* [PROBLEM DETAILS] Every entry must come back exactly as it was given.

== MATERIAL FOR THE TASK

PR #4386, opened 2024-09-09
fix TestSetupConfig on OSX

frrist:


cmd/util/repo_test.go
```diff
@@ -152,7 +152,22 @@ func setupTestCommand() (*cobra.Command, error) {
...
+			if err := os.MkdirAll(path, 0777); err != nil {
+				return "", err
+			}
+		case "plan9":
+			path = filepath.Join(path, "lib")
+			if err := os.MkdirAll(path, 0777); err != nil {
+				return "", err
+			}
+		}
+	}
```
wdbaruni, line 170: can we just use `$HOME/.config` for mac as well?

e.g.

====

* [TASK OUTPUT]
PR #4386, opened 2024-09-09
fix TestSetupConfig on OSX

frrist:


cmd/util/repo_test.go
```diff
@@ -152,7 +152,22 @@ func setupTestCommand() (*cobra.Command, error) {
...
+			if err := os.MkdirAll(path, 0777); err != nil {
+				return "", err
+			}
+		case "plan9":
+			path = filepath.Join(path, "lib")
+			if err := os.MkdirAll(path, 0777); err != nil {
+				return "", err
+			}
+		}
+	}
```
wdbaruni, line 170: can we just use `$HOME/.config` for mac as well?

e.g.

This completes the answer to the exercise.